The Silkies probably won't roost but I think you know that. The boy might but none of my girls ever did.


----------



## PowellClan5 (Nov 6, 2020)

robin416 said:


> You might find that wet area a bonus in the Summertime. The birds can use that area to cool off when we're hotter than blue blazes. If it doesn't take over the whole area you might get away with leaving it alone.
> 
> I did go looking and realized we did do the "what sex are these" game. I have no doubt at all that the one buff is a male.
> 
> ...


I actually got a good deal on the wire, found the hardware cloth on clearance. The welded wire wasn't to much either. Way cheaper than lumber currently. I think I have under 200 bucks in the entire coop. Wood alone would have cost me more than that. It's about 140 sq ft on the ground. 
I still may do a rain fly of sorts due to the acorns dropping. Just to protect the costlier tarp. 
The way I set things up, it wouldn't be too difficult to change any of it out as needed or if wood and roofing prices drop again. 
Yes, silkies are fans of low to the ground in my experience lol and yes the one is definitely a roo. The other 2 I am leaning towards pullets but time will tell.


----------



## Poultry Judge (Jul 15, 2020)

That's great on the construction costs! And we have a saying that a coop is never really finished. Most of us continue to tweak here and there.


----------



## robin416 (Sep 8, 2013)

I'm jealous, it seems you all stumble across these great deals. I guess I really need to get our more to find them.


----------



## PowellClan5 (Nov 6, 2020)

Poultry Judge said:


> That's great on the construction costs! And we have a saying that a coop is never really finished. Most of us continue to tweak here and there.


Yeah, I thought so too considering it's size! 
And yes, always something that needs tweaking lol


----------



## PowellClan5 (Nov 6, 2020)

robin416 said:


> I'm jealous, it seems you all stumble across these great deals. I guess I really need to get our more to find them.


Can't find what we don't look for


----------



## robin416 (Sep 8, 2013)

I can't say what I'm thinking so I'll settle with: Ok, Mom!


----------



## PowellClan5 (Nov 6, 2020)

robin416 said:


> I can't say what I'm thinking so I'll settle with: Ok, Mom!


There was supposed to be a winky face by what I wrote but its not there and I realize it sounds rude without the cute face showing intent. Sorry!


----------



## Slippy (May 14, 2020)

PowellClan5 said:


> Mostly finished. Depending on weather, the bottom can be closed in with tarp or plastic in winter if needed. Alabama doesn't get too cold and the roosts aren't too drafty up higher. Inside I stil have a little to do but it's small stuff. The play house is behind the coop under excess tarp to be used for storing feed and bedding.
> 
> View media item 2886View media item 2884View media item 2882View media item 2880View media item 2878


Great job!


----------



## PowellClan5 (Nov 6, 2020)

Slippy said:


> Great job!


Thanks!


----------



## robin416 (Sep 8, 2013)

I'm not that sensitive, I knew what you were going for so sorry isn't needed.
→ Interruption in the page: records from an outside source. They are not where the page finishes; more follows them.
PR #2281, opened 2026-07-26
Review human ACTL8: correct beta-actin annotations mis-propagated to a divergent actin-like protein

cmungall:
# ACTL8: beta-actin's cell biology, transferred to a protein 34% identical to beta-actin

Human **ACTL8** (Q9H568, "Actin-like protein 8" / cancer-testis antigen CT57) has **no UniProt
FUNCTION comment** and **no IDA, IMP or IGI annotation anywhere in GOA**. Its record is 11 × IBA,
2 × IEA, 2 × IPI and 1 × IEP. Notably, PAINT did *not* transfer the annotations one would expect
(ATP binding, actin filament polymerisation). What it did transfer is more specific and more
surprising: beta-actin's synapse, axon, axonogenesis, NuA4-complex, protein-kinase-binding and
postsynaptic-cytoskeleton biology.

## The central finding: ACTL8 sits inside PANTHER's cytoplasmic-actin subfamily

Three PANTHER nodes appear in ACTL8's WITH/FROM fields. Querying QuickGO for each node's *human*
targets and aligning every target locally to beta-actin gives:

| node | terms donated to ACTL8 | human members | identity to ACTB |
|---|---|---|---|
| `PTN002631484` | `GO:0015629` only | 18 (ACTA1/2, ACTB, ACTBL2, ACTC1, ACTG1/2, ACTL8/9/10, ACTRT1/2/3, POTE×5) | 33.7 – 100 % |
| `PTN002631586` | `GO:0005884`, `GO:0098973` | 9 | 8 members ≥ 90.7 %; **ACTL8 = 33.8 %** |
| `PTN007551913` | `GO:0005737`, `GO:0007409`, `GO:0016020`, `GO:0019901`, `GO:0030424`, `GO:0035267`, `GO:0045202`, `GO:0048870` | 9 | 8 members ≥ 90.7 %; **ACTL8 = 33.8 %** |

The two narrow nodes contain ACTB, ACTG1, ACTBL2 and the five POTE actin-fusion genes — all
≥ 90.7 % identical to beta-actin over the aligned actin block; each POTE protein carries a
C-terminal actin-family domain per its UniProt SIMILARITY line, which is what places it here. ACTL8 is the ninth member at **33.8 %**, a **57-percentage-point gap** to the
next-least-similar member of its own subfamily. So **10 of the 11 IBA rows are not family-level
inferences at all** — they are transfers of beta-actin's specific cell biology from nodes whose
reconstructed ancestral state is beta-actin's.

The one row from the *deep* node, `GO:0015629 actin cytoskeleton`, comes from the only clade that
genuinely spans the divergent actin-like proteins, and is correspondingly generic. That is a true
LCA call over a heterogeneous donor set, not a granularity failure, so it is **kept** (non-core).
That contrast is the review's spine: the problem is ACTL8's *depth* in the tree, not that PAINT
annotated it.

### The comparison that closes it: none of ACTL8's own relatives is there

Asking QuickGO, for each divergent human actin-like / actin-related-T protein, which PANTHER nodes
appear in the WITH/FROM of its **own** IBA annotations:

| gene | own IBA rows | PANTHER nodes | under a narrow node? |
|---|---|---|---|
| **ACTL8** | **11** | PTN002631484, **PTN002631586, PTN007551913** | **yes, both** |
| ACTL7A | 3 | PTN000940351, PTN001377938, PTN008986520, PTN008986528 | no |
| ACTL7B | 3 | PTN000940351, PTN001377938, PTN008986520, PTN008986528 | no |
| ACTL9 | 2 | PTN000940351, PTN002631484 | no |
| ACTL10 | 2 | PTN000940351, PTN002631484 | no |
| ACTRT1 | 5 | PTN000748066, PTN000940351, PTN002631484 | no |
| ACTRT2 | 2 | PTN000940351, PTN002631484 | no |
| ACTRT3 | 2 | PTN000940351, PTN002631484 | no |

**ACTL8 is the only one of the eight.** Every relative either uses the ACTL7-specific nodes or the
same deep node `PTN002631484` that gives ACTL8 its one defensible IBA. The consequence is
quantitative: ACTL8 carries **11 IBA rows against a median of 2** for its seven relatives — a
roughly five-fold inflation of its GO record traceable to a single tree placement. Verified against
QuickGO directly rather than read off the sibling ACTL7A/ACTL7B reviews, so it does not depend on
their conclusions.

## The sources are fine; the propagation is not

62 WITH/FROM tokens parsed programmatically from the TSV (never by hand, with an assertion). 47
resolve to protein entries, 13 are non-protein sources (PANTHER nodes, a GO id, a
`UniProtKB-SubCell` vocabulary id), **0 unresolved**. **All 47 resolved sources carry their own
experimental-code annotation for the exact term they donated**, from 25 distinct reviewed Swiss-Prot
proteins. So `SOURCE_WEAK_OR_INFERRED` would be factually false here; the failing rows are
`PROPAGATION_BAD`.

Resolver details reported rather than hidden: `MGI:MGI:87906`/`87904` each return 5 candidate entries
(1 Swiss-Prot, 4 TrEMBL) under `size=5`; `WB:WBGene00000067` resolves only to an **unreviewed
(TrEMBL)** entry whose *evidence* (IDA ×2) is real even though its *name* is automatic;
`FB:FBgn0011743` is Drosophila **Arp53D**, a divergent actin-like protein and therefore
paralog-strength support — legitimate for IBA, and it cuts against ACTL8 rather than for it (see
below).

## Tested, not asserted — in both directions

Everything below is computed from coordinates and live API data
(`genes/human/ACTL8/ACTL8-bioinformatics/`), and the report reproduces byte-identically on a
second run (`diff`).

**Nucleotide site** — 19 residues within 4.0 Å of ATP or its cation in PDB 2BTF chain A
(beta-actin·ATP). ACTL8: **11 identical, 3 conservative, 5 non-conservative**. Retained: the whole
P1 phosphate loop (G13-S14-G15), K18, the Mg-coordinating Q137, G156/G158, G182, the
adenine-contacting G301-G302 and Y306. Lost: D157→Tyr, K213→Gln, E214→Met, T303→Asn, K336→Asn.
All four conventional actins score 19/19 compatible; Arp2 16+3; Arp53D 16+3.

This is deliberately reported as **intermediate**. It is *not* "fold without residues" — most of
the site survives — so **ATP binding is untested, not refuted, and no nucleotide term is proposed
in either direction.** Making that claim would repeat the ABHD8 mirror error.

**Filament protomer interface** — 38 residues within 4.0 Å of a neighbouring protomer in PDB 6DJO
F-actin. ACTL8: **8 identical, 3 conservative, 24 non-conservative, 3 deletions** — only 11 of 38
positions chemically compatible. Beta-actin 37+1; **Arp53D 29+4** (a genuinely divergent actin that
*does* polymerise looks nothing like ACTL8). In the D-loop, which makes the principal longitudinal
contact and is anchored by an invariant proline, **8 of 10 contacts are non-conservative**
(R39→C38, Q41→E40, G42→N41, V43→P42, M44→G43, V45→P44, M47→Y46, Q49→R48). Both tallies are
**unchanged** under a second matrix and gap model (BLOSUM45/−14/−2), so they are not a gap-model
artefact.

This is the positive argument that licenses the REMOVEs on the filament-structural terms.

## Actions: 7 REMOVE · 6 MARK_AS_OVER_ANNOTATED · 3 KEEP_AS_NON_CORE · 2 NEW · 0 MODIFY

| Row | Action | Reason in one line |
|---|---|---|
| `GO:0015629` actin cytoskeleton | KEEP_AS_NON_CORE | Only row from the deep node whose clade spans the divergent actin-like proteins — correctly scoped LCA |
| `GO:0005737` cytoplasm | KEEP_AS_NON_CORE | Independently corroborated by anti-ACTL8 IHC in human tumour tissue, but generic |
| `GO:0098973` structural constituent of postsynaptic actin cytoskeleton | **REMOVE** | Asserts the exact physical property the sequence lacks; plus no neuronal expression |
| `GO:0098974` postsynaptic actin cytoskeleton organization | **REMOVE** | Automatic MF→BP step from the row above; propagation from a propagation |
| `GO:0045202` synapse · `GO:0030424` axon · `GO:0007409` axonogenesis | **REMOVE** ×3 | Beta-actin's neuronal compartments/process; ACTL8 is testis-enriched and never detected in a neuron |
| `GO:0035267` NuA4 histone acetyltransferase complex | **REMOVE** | The term's own definition names the actin subunits: *"beta-actin and BAF53/ACTL6A"* |
| `GO:0005884` actin filament | MARK_AS_OVER_ANNOTATED | Interface degraded, but the definition admits "associated proteins", so heteropolymer/decoration is untested |
| `GO:0016020` membrane · `GO:0019901` protein kinase binding | MARK_AS_OVER_ANNOTATED | No membrane-targeting feature; promiscuous binding term with no named partner |
| `GO:0005856` cytoskeleton (IEA) | KEEP_AS_NON_CORE | Parent of the kept `GO:0015629`, so they must move together; the `ECO:0000250`-cites-no-source complaint is redundancy, not over-annotation |
| `GO:0005515` protein binding ×2 (IPI) | MARK_AS_OVER_ANNOTATED | One CERT1 Y2H pair, one CCSB pipeline (HuRI supersedes HI-II-14), no orthogonal validation |
| `GO:0030855` epithelial cell differentiation (IEP) | MARK_AS_OVER_ANNOTATED | 2-D gel abundance change = expression correlation, not involvement |
| `GO:0048870` cell motility | **REMOVE** | Machinery term from the mis-placing node; MODIFY would have left it an IBA asserting an unsupportable ancestral state |
| `GO:0030335` positive regulation of cell migration | **NEW** (IMP) | The migration evidence, on an evidence code that matches the experiments |
| `GO:0008284` positive regulation of cell population proliferation | **NEW** (IMP) | Five studies, four tumour types, four independent labs, orthogonal readouts, one xenograft |

The `GO:0098973` REMOVE vs `GO:0005884` MARK_AS_OVER_ANNOTATED split is deliberate and argued in
the file: the former adds a *structural-function* claim and a *postsynaptic* claim, each separately
contradicted; the latter says only "active in an actin filament", which is unsupported rather than
refuted.

## Two things worth flagging beyond the annotations

**PMID:32125225 (endometrial cancer) is RETRACTED** (`Retracted Publication`; retraction notice
*Biosci Biotechnol Biochem* 2022;86(3):423). The affinage record cites it as a dated finding
**without flagging the retraction**, and it is the sole source of that record's p21 / E-cadherin /
EMT-marker claims. Flagged `is_invalid: true`; nothing in this review rests on it. Affinage is
cited only as an explicitly-labelled lead (`correctness: LOW_QUALITY`), used once for a
non-mechanistic sentence that was independently verified against PMID:41129177.

**Expression is kept separate from function.** ACTL8 is a cancer/testis antigen, so in *every*
system where it has been assayed it is **ectopically expressed**. The knockdown phenotypes are real
and reproducible, but they are what the protein does when misexpressed, not the gene's evolved role
— which, in the testis, has never been studied. Both the MODIFY replacement and the NEW term are
therefore explicitly non-core, and no mechanistic MF is inferred from the PI3K/AKT/mTOR data (no
paper shows ACTL8 binding any pathway component).

## `core_functions` is deliberately empty

Left empty, with the resulting validation warning standing, rather than inventing content. Tested
rather than asserted: of **32 human PTHR11937 members, only 7** have an experimentally supported
*informative* molecular function once bare `GO:0005515` is excluded — and among the divergent
actin-like / actin-related-T set (ACTL7A, ACTL7B, ACTL8, ACTL9, ACTL10, ACTRT1-3) **only ACTRT1** does
(`GO:0003682`). So MF-darkness is the clade norm, and not because the family is uncharacterisable:
the conventional actins, Arp2/3 and the INO80/SRCAP actin-related subunits all have real MFs.

That choice constrains the actions: `ACCEPT` means "retain as representing the core function", so
with no core function established **no row can take it**. `GO:0005737 cytoplasm` is therefore
`KEEP_AS_NON_CORE`, which is what its own `reason` had said all along.

## Review round 1 — all three blocking points accepted (`460275a6`)

1. **`GO:0048870` MODIFY → REMOVE + a NEW `GO:0030335` IMP row.** MODIFY leaves `evidence_type` and
   `original_reference_id` untouched, so the replacement would have stayed an IBA from
   `PTN007551913` — asking PAINT to reconstruct *positive regulation of cell migration* as the
   ancestral state at the node this review argues mis-places ACTL8. β-actin's own evidence there is
   for *being* the motility machinery. My `reason` had claimed the MODIFY moved the evidence base off
   the phylogeny, which MODIFY cannot do.
2. **The interface comparators were selectively quoted from my own table.** `ACTR3`/Arp3 scores
   **8/38 — below ACTL8's 11/38** — and appeared nowhere in the review. Since Arp2/Arp3 occupy
   protomer positions at an Arp2/3 branch, the metric bounds *canonical two-stranded protomer
   incorporation*, not filament association in general. `analyze_actl8.py` now emits the full ranking
   plus that caveat, `| ACTR3 (human Arp3) | 8 |` is cited where the tally is load-bearing, and every
   dependent claim is restated at the weaker strength. No action changed.
3. **`GO:0005856` → KEEP_AS_NON_CORE.** Verified via QuickGO `ancestors` that it is an ancestor of
   the kept `GO:0015629`, so the two cannot take opposite verdicts. `root_cause:
   EVIDENCE_CIRCULAR_OR_REDUNDANT`, criticism retained in `reason`.

All three non-blocking suggestions adopted (neuronal absolutes softened — UniProt's own reference
list has an MGC cDNA clone from *brain*; NuA4 "include" vs "only"; and the empty-`core_functions`
decision recorded as a suggested question, since `molecular_function` is not a required slot).

## Self-audit corrections

After opening this PR I re-derived every numeric claim from the data and found four over-statements,
now fixed: the `GO:0015629` row has **25** WITH/FROM tokens (24 protein entries, 23 with their own
IDA, 12 organisms) not 28/nine; the proliferation evidence is five studies across **four** tumour
types and **four** independent labs, because PMID:31962007 and PMID:35116946 are the same Beijing
group using A549; the POTE explanation now cites UniProt's SIMILARITY line rather than asserting an
evolutionary mechanism from memory; and the testis-relative question no longer calls the whole clade
testis-restricted — **ACTRT3 is ubiquitously expressed** and **ACTRT1's characterised activity is
negative regulation of Hedgehog signalling via the GLI1 promoter**, so only ACTL7A, ACTL9 and (by
expression) ACTL7B are the sperm-structural relatives. The family-survey wording was corrected
in the same way: that set is grouped by sequence divergence, not by tissue.

Three further scope corrections followed: the NuA4 argument no longer says similarity propagation
would make "all six conventional actins" subunits (only ACTB, ACTG1, ACTBL2, ACTL8 and the five POTE
genes are under that node); the NuA4 question now asks about the **other eight** descendants rather
than all nine, because **ACTB's membership is genuine** — its own IDA, and it is named in the term
definition — which is in fact the stronger form of the argument, since the definition specifies the
paralog; and the description no longer claims poor-prognosis association across all five tumour
types, since the head-and-neck study is expression-only.

## Gates

- `checkquotes.py`: **60 quotes, 0 problems**
- `just validate human ACTL8`: **✓ Valid**, one intentional warning (`No core functions defined`)
- `git diff origin/main -- cache/go/terms.csv | grep '^-GO:'`: **0 deletions** (0 additions too — every term was already cached)
- `origin/main` merged cleanly (18 commits, no conflicts, no shared-publication add/add clashes)
- `RESULTS.md` and `results.json` verified byte-identical on a repeat run


cmungall:
Thanks — this was a genuinely useful review. I checked all three blocking points against the data before changing anything, and **all three were right**. Fixed in `460275a6`. The two most valuable were the ones where the review caught me misusing my *own* output.

## 1. `GO:0048870` → REMOVE + a NEW `GO:0030335` IMP row ✅

Accepted in full, and the mechanical argument is the decisive one: **MODIFY changes the term and leaves `evidence_type` and `original_reference_id` untouched.** So the replacement would have stayed an IBA on `GO_REF:0000033` with `PANTHER:PTN007551913` in WITH/FROM — a request that PAINT reconstruct *positive regulation of cell migration* as the ancestral state at the very node the review argues mis-places ACTL8. And as you note it isn't even a supportable ancestral call: β-actin's own `GO:0048870` evidence is that it *is* the motility machinery (IMP), not that it regulates migration. My `reason` text asserted the MODIFY "moves the evidence base from phylogeny to four independent human RNAi studies" — which is exactly the thing MODIFY cannot do. That internal contradiction was the tell and I missed it.

You're also right that the asymmetry with `GO:0008284` was unjustified: same four papers, same experimental design, different shape for no stated reason.

- `GO:0048870` → **REMOVE**, `root_cause: PROPAGATION_BAD`, `failure_modes: [WRONG_ORTHOLOG_OR_PARALOG, ROLE_CONFLATION]`, reasoned on the same PTN007551913 grounds as its sibling rows.
- New row `GO:0030335 positive regulation of cell migration`, `action: NEW`, `evidence_type: IMP`, `original_reference_id: PMID:33883901`, `qualifier: involved_in`, carrying the four `supported_by` quotes unchanged.

Generalised in the notes as a rule: *if the justification for a MODIFY is "this puts the annotation on better evidence", the action is wrong.*

## 2. The comparators were selectively quoted — from my own table ✅

This is the one I'm most glad you caught. I computed `ACTR3`/Arp3 at **8/38 compatible — below ACTL8's 11/38** — and then cited only ACTB (38) and Arp53D (33). Confirmed by grep that neither "Arp3" nor "ACTR3" appeared anywhere in the YAML or notes. Presenting the favourable half of a table the analysis itself produced is precisely the failure mode I was supposed to be guarding against.

And your substantive point stands: Arp2 and Arp3 form the first protomer pair of a daughter filament at an Arp2/3 branch, so they demonstrably *do* occupy protomer positions in an actin-containing structure. The metric therefore bounds **canonical incorporation into a conventional two-stranded filament**, not filament association in general.

Fixed at the source rather than in prose — `analyze_actl8.py` now emits the full computed ranking plus the caveat, so it can't be re-omitted:

| protein | compatible / 38 |
|---|---|
| ACTB, ACTG1, ACTA1, ACTC1 | 38 |
| Arp53D | 33 |
| ACTR1A centractin | 28 |
| ACTR2 (Arp2) | 22 |
| ACTRT1 | 21 |
| ACTL7B, ACTL9 | 16 |
| ACTL7A | 14 |
| **ACTL8** | **11** |
| **ACTR3 (Arp3)** | **8** |
| ACTL10 | 5 |

`| ACTR3 (human Arp3) | 8 |` is now cited as `supporting_text` on the two rows where the tally is load-bearing, and every dependent claim is restated at the weaker strength ("canonical protomer incorporation is unlikely" rather than "cannot be part of a filament"). As you anticipated, **no action changed**: `GO:0098973`'s REMOVE now rests explicitly on the postsynaptic/neuronal-evidence half, and `GO:0005884` was already only `MARK_AS_OVER_ANNOTATED` for this exact reason.

## 3. `GO:0005856` → KEEP_AS_NON_CORE ✅

Verified independently via QuickGO's `ancestors` endpoint that `GO:0005856` is an ancestor of `GO:0015629` — so flagging the parent while keeping the child did assert that ACTL8 is in the actin cytoskeleton but that saying "cytoskeleton" overshoots. Incoherent, as you say. And you're right that my own `reason` had already named the real problem correctly ("Redundant with the GO:0015629 IBA rather than independent of it") — a provenance complaint, not an over-annotation.

Now `KEEP_AS_NON_CORE` with `root_cause: EVIDENCE_CIRCULAR_OR_REDUNDANT`, `failure_modes: [CIRCULAR_PROPAGATION, SOURCE_EVIDENCE_WEAK]`, and the uncited-`ECO:0000250` criticism retained in `reason`. Noted in the notes as a rule: check subsumption among annotated terms before assigning actions, because two rows on the same axis must move together.

## All three suggestions adopted

- **Neuronal absolutes.** Both softened to "no reported neuronal expression or localisation". Your point is sharper than you put it: UniProt's own reference list contains an MGC cDNA clone isolated from **brain** (`RN [4] TISSUE=Brain`) — I had read that file and not connected it. The reason text now states that caveat explicitly, so the argument rests on absence of positive evidence for an axonal pool rather than on a claimed absence of the protein.
- **NuA4 "include" vs "only".** Correct — reworded. The definition doesn't exclude γ-actin; what it shows is that the complex's actin content is recorded *per paralog, from purification*, and no purification places ACTL8 there. The paralog-specificity point is unchanged.
- **`core_functions`.** Thanks for checking the schema — I hadn't confirmed that `molecular_function` is optional on `CoreFunction`. Keeping it empty, on the view that a core function should assert something, but the decision is no longer a silent omission: it's now a `suggested_questions` entry framing it as a project convention worth settling once, since 25 of 32 human PTHR11937 members have no informative experimental MF.

## Validation

Re-ran locally after the fixes, plus a fresh `origin/main` merge (clean, no conflicts):

- `checkquotes.py`: **60 quotes, 0 problems**
- `just validate human ACTL8`: **✓ Valid**, only the intentional `No core functions defined` warning
- `cache/go/terms.csv` vs `origin/main`: **0 deletions, 0 additions**
- `RESULTS.md` / `results.json`: byte-identical on a fresh run after the script change
- HTML renders without error

Noted re: your validation caveat — the schema pass is now independently confirmed locally on the post-fix file, not inherited from the PR body.

**Final actions: 7 REMOVE · 6 MARK_AS_OVER_ANNOTATED · 3 KEEP_AS_NON_CORE · 2 NEW · 0 MODIFY** (18 rows: 16 GOA + 2 proposed).

cmungall:
Thanks for the re-review — and for verifying against the file and the underlying data rather than my response text. That's the check that matters.

I've taken all three remaining 🔵 items in `c24c5f8f`, rather than merging over them. They're small, but each was a factual overstatement, and those are worse left inside a merged curation record than a short delay for re-approval.

**1. The surviving absolute (`:229`).** You're right, and the reason it survived is instructive: I softened the axon row and believed I had softened both rows making that argument. I eye-checked instead of re-grepping. The synapse row now reads the same way as the axon row, with the brain-cDNA caveat, so absence of positive evidence is not dressed up as demonstrated absence.

**2. The "consequently" in the description.** A good catch and a sharper one than it looks. That sentence derived "no evidence that ACTL8 polymerises" *from* the interface comparison — but the absence of evidence comes from the absence of experiments, and after the Arp3 disclosure the sequence half is explicitly the weaker premise. So the sentence was quietly leaning on the thing I'd just conceded was weak. Now split into two independent claims: the interface loss makes canonical two-stranded incorporation unlikely, and separately no polymerisation experiment has ever been done.

**3. The NuA4 arithmetic.** Correct — seven of nine named, ACTB rightly excluded, ACTG1 silently dropped. The reason now walks all nine explicitly: ACTB's row stands on its own IDA and the definition naming it; seven have no supporting purification at all; and ACTG1 is the borderline case, since "include" does not exclude γ-actin but nothing places it there either. That also makes the reason text consistent with the summary, which already handled ACTG1 via the include-not-only point.

Recorded the generalisable lesson in `ACTL8-notes.md` §12.5: **a softening pass has to be re-grepped, not eye-checked.**

**Re-validated after the fixes, plus a fresh `origin/main` merge (clean):**

- `checkquotes.py`: **60 quotes, 0 problems**
- `just validate human ACTL8`: **✓ Valid**, only the intentional `No core functions defined` warning
- `cache/go/terms.csv` vs `origin/main`: **0 deletions, 0 additions**

No term, action, qualifier or evidence code changed in this commit — it is prose accuracy only, so the tally stands at **7 REMOVE · 6 MARK_AS_OVER_ANNOTATED · 3 KEEP_AS_NON_CORE · 2 NEW · 0 MODIFY** (18 rows: 16 GOA + 2 proposed).

Flagging one process point since it affects merge safety: your approval at 18:38:30Z predates this commit, so it does not cover the current head. Happy for you to re-approve, or to have it merged on the strength of the prose-only diff — but it shouldn't auto-merge on the stale approval without someone making that call deliberately.

cmungall:
Fixed in `f0340f346` — you're right, that sentence explains the claim with a restatement of it, and it's worth noting against myself that I introduced it *while* repairing a different logical fault in the same sentence. The repair carried its own defect.

Now reads: "…which makes canonical incorporation into a two-stranded filament unlikely. Whether it polymerises at all has never been tested, and no biochemical activity, ligand or cellular structure has been assigned to it experimentally." Says it once, and keeps the two claims independent.

Prose-only again — no term, action, qualifier, evidence code, reference id or `supporting_text` touched. Re-validated: `checkquotes.py` 60/60 clean, `just validate human ACTL8` ✓ Valid with only the intentional core-functions warning, `cache/go/terms.csv` still identical to `origin/main` (0 deletions, 0 additions), and `origin/main` is already merged with nothing new to pull.

Flagging the same merge-safety point as last time: this commit postdates your 18:44:41Z approval, so that approval no longer covers the head.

I haven't decided yet if the forum is cutting up or if it's my slow connection that is causing issues. It might be the forum since your emote didn't show up.


----------



## Biring (Sep 24, 2020)

Looks like the chickens will enjoy living there. Is that a kids’ playhouse in there?


----------



## robin416 (Sep 8, 2013)

It took me a few but it's actually outside of the coop under the same tarp. Something else being repurposed for all the chicken stuff we somehow end up with.


----------



## Poultry Judge (Jul 15, 2020)

PowellClan5 said:


> Can't find what we don't look for


Ha Ha! On this farm too much stuff finds me!


----------



## PowellClan5 (Nov 6, 2020)

Biring said:


> Looks like the chickens will enjoy living there. Is that a kids' playhouse in there?


Yes, but behind the coop under the extra length of tarp. Storing feed and bedding in there for now


----------



## PowellClan5 (Nov 6, 2020)

robin416 said:


> It took me a few but it's actually outside of the coop under the same tarp. Something else being repurposed for all the chicken stuff we somehow end up with.


Yep, lol. It was just there so I thought why not!


----------



## robin416 (Sep 8, 2013)

Exactly. It's a good place to stash excess chicken stuff as long as you can keep the squirrels out. 

Danged squirrels get into everything. I ended up having to put my bins in my breezeway to keep them from chewing through lids. Then they started chewing through the screens of the breezeway. I did I mention danged squirrels?


----------



## PowellClan5 (Nov 6, 2020)

robin416 said:


> Exactly. It's a good place to stash excess chicken stuff as long as you can keep the squirrels out.
> 
> Danged squirrels get into everything. I ended up having to put my bins in my breezeway to keep them from chewing through lids. Then they started chewing through the screens of the breezeway. I did I mention danged squirrels?


Yeah, squirrels may be an issue then. Maybe a metal trashcan with a tight lid. For now the feed is in the coop in a tote with lid.


----------



## robin416 (Sep 8, 2013)

With the wire you used they shouldn't be able to get in so your tote should be safe. 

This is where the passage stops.